For the hospitals running Epic, the practical corrective would have been to measure the positive predictive value of high-confidence alerts in their patient population before rolling out any clinical protocol that depended on those alerts. That measurement takes weeks, not years. They had the outcome data. They needed to look at it.

For software teams deploying language models, the corrective is similar: identify the categories of queries where your model tends to fail, and test those specifically. Do not assume that a model’s stated confidence maps to correctness. Build your own ground truth on your own data.

The Broader Lesson

There is an uncomfortable corollary here. If you cannot trust confidence scores, what do you do with them? The answer is: use them as one signal among several, and never as a binary gate.

High confidence from a model should trigger one question: is this input similar to the training distribution? If yes, the confidence is somewhat informative. If no, the confidence score is noise dressed up as signal. The problem is that most systems have no easy way to answer that question in real time.

Some newer approaches help. Conformal prediction, an approach that provides statistically valid prediction intervals rather than point probabilities, gives you coverage guarantees that raw confidence scores do not. Retrieval-augmented systems can surface the source documents behind a prediction, letting a human assess whether the retrieved context is actually relevant. Ensemble methods that show disagreement across multiple models are more honest about uncertainty than any single model’s output.

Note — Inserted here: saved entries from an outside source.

PR #241, opened 2019-02-19
added tests for _stack_bands and deprecated stack_raster_tifs. 

joemcglinchy:
Also edited _stack_bands in spatial.py since it needed to change ValueError to Exception for except clause to be accessed. Otherwise, the specific error in the test is an AttributeError.

### DIFF
--- a/earthpy/spatial.py
+++ b/earthpy/spatial.py
@@ -254,7 +254,7 @@ def _stack_bands(sources, write_raster=False, dest=None):
         for src in sources:
             src.profile
 
-    except ValueError as ve:
+    except Exception as e:
         raise ValueError("The sources object should be Dataset Reader")
         sys.exit()
 
--- a/earthpy/spatial.py
+++ b/earthpy/spatial.py
@@ -254,8 +254,8 @@ def _stack_bands(sources, write_raster=False, dest=None):
         for src in sources:
             src.profile
 
-    except Exception as e:
-        raise ValueError("The sources object should be Dataset Reader")
+    except AttributeError as ae:
+        raise AttributeError("The sources object should be Dataset Reader")
         sys.exit()
 
     else:
--- a/earthpy/tests/test__stack_bands.py
+++ b/earthpy/tests/test__stack_bands.py
@@ -1,14 +1,8 @@
 """ Tests for the _stack_bands() method """
 
 import numpy as np
-import numpy.ma as ma
-import pandas as pd
 import pytest
-import geopandas as gpd
-import rasterio as rio
-from shapely.geometry import Polygon, Point, LineString
 import earthpy.spatial as es
-import os
 
 
 @pytest.fixture
@@ -19,13 +13,13 @@ def b1_b2_arrs():
 
 
 def test__stack_bands(b1_b2_arrs):
-    """Unit test for _stack_bands()."""
+    """_stack_bands input should be of type DatasetReader."""
 
     # Test data
     b1, b2 = b1_b2_arrs
 
     # Check ValueError for Dataset Reader
     with pytest.raises(
-        ValueError, match="The sources object should be Dataset Reader"
+        AttributeError, match="The sources object should be Dataset Reader"
     ):
         es._stack_bands([b1, b2])
--- a/earthpy/tests/test__stack_bands.py
+++ b/earthpy/tests/test__stack_bands.py
@@ -1,0 +1,31 @@
+""" Tests for the _stack_bands() method """
+
+import numpy as np
+import numpy.ma as ma
+import pandas as pd
+import pytest
+import geopandas as gpd
+import rasterio as rio
+from shapely.geometry import Polygon, Point, LineString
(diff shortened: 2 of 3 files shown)


earthpy/tests/test_stack_raster_tifs.py
```diff
@@ -0,0 +1,29 @@
...
+
+
+def test_stack_raster_tifs(b1_b2_arrs):
+    """Unit test for stack_raster_tifs()."""
+
+    # Test data
+    b1, b2 = b1_b2_arrs
+
+    # Check Warning for Deprecation
+    with pytest.raises(Warning):
```
lwasser: @joemcglinchy  i think you want `(Warning, match="Beginning of the expected warning raised here")` to ensure the proper message is raised with the warning

earthpy/spatial.py
```diff
@@ -254,7 +254,7 @@ def _stack_bands(sources, write_raster=False, dest=None):
         for src in sources:
             src.profile
 
-    except ValueError as ve:
+    except Exception as e:
```
lwasser: @joemcglinchy i think we want to raise a value error here given that is what we are trying to catch. i might be missing something??

earthpy/tests/test__stack_bands.py
```diff
@@ -0,0 +1,31 @@
...
+
+@pytest.fixture
+def b1_b2_arrs():
+    b1 = np.array([[6, 7, 8, 9, 10], [16, 17, 18, 19, 20]])
+    b2 = np.array([[1, 2, 3, 4, 5], [14, 12, 13, 14, 17]])
+    return b1, b2
+
+
+def test__stack_bands(b1_b2_arrs):
+    """Unit test for _stack_bands()."""
```
lwasser: Docstring could be more specific. How about:
```
""" _stack_bands input should be of type Dataset Reader"""
```

earthpy/tests/test__stack_bands.py
```diff
@@ -0,0 +1,31 @@
+""" Tests for the _stack_bands() method """
+
+import numpy as np
```
lwasser: do we need all of these modules? I'm guessing we need
* numpy
* pytest
* rasterio
* earthpy.spatial

earthpy/tests/test_stack_raster_tifs.py
```diff
@@ -0,0 +1,29 @@
+""" Tests for the _stack_bands() method """
+
+import numpy as np
```
lwasser: Similar question - i think we can remove some of these modules!

earthpy/tests/test_stack_raster_tifs.py
```diff
@@ -0,0 +1,29 @@
...
+
+@pytest.fixture
+def b1_b2_arrs():
+    b1 = np.array([[6, 7, 8, 9, 10], [16, 17, 18, 19, 20]])
+    b2 = np.array([[1, 2, 3, 4, 5], [14, 12, 13, 14, 17]])
+    return b1, b2
+
+
+def test_stack_raster_tifs(b1_b2_arrs):
+    """Unit test for stack_raster_tifs()."""
```
lwasser: docstring update"
```
"""stack_raster_tifs is deprecated and should return a warning"""
```

earthpy/tests/test_stack_raster_tifs.py
lwasser: I think also you can also remove both comments in this test!

joemcglinchy: the pytest call did not evaluate correctly when checking for the match string, so i removed it.

earthpy/spatial.py
joemcglinchy: with my test of passing in two numpy arrays in a list as the argument to `_stack_bands`, the numpy ndarray object doesn't have a profile attribute, so an `AttributeError` is raised. I think this would be similar to any other input that is contained in a list.

earthpy/tests/test__stack_bands.py
joemcglinchy: numpy is needed for the fixture. earthpy.spatial is required for the call to `_stack_bands`. probably don't need the others though.

earthpy/spatial.py
lwasser: oh i see that. Yes so let's change them BOTH to attribute error then to be specific! what do you think?

earthpy/tests/test_stack_raster_tifs.py
lwasser: ok! i gave it a go locally and it seemed to work... i added a commit and let's see if travis yells at us or not! i've found that i don't use the ENTIRE message with match="" just the first part as spaces can throw it off. anyway let's see what happens. if it fails ill undo it!!

lwasser:
beautiful!! @joemcglinchy all tests ran, and we have 100% coverage of the spatial module now. THANK YOU for this PR!! merging :)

None of these are perfect. All of them are better than treating a softmax output as a percentage chance of being right.

The broader issue is that the AI industry has an incentive to make its outputs look decisive. A model that says “I think this might be sepsis, probability 94%” sounds more useful than one that says “I have no reliable way to tell you how accurate this prediction is in your hospital.” The second version is more honest. It is also harder to sell.

Medical AI is just the highest-stakes version of a problem that shows up everywhere: in fraud detection systems that are confident about edge cases they have never seen, in recommendation engines that express certainty about niche content, in code generation tools that produce plausible-looking but broken implementations with no hesitation. The AI writing your code cannot tell if it works, and neither can its confidence score.

The number a model puts next to its answer is not a probability in any meaningful Bayesian sense. It is a measure of pattern similarity to training data. In familiar territory, that distinction barely matters. In the territory where your actual hard problems live, it matters enormously.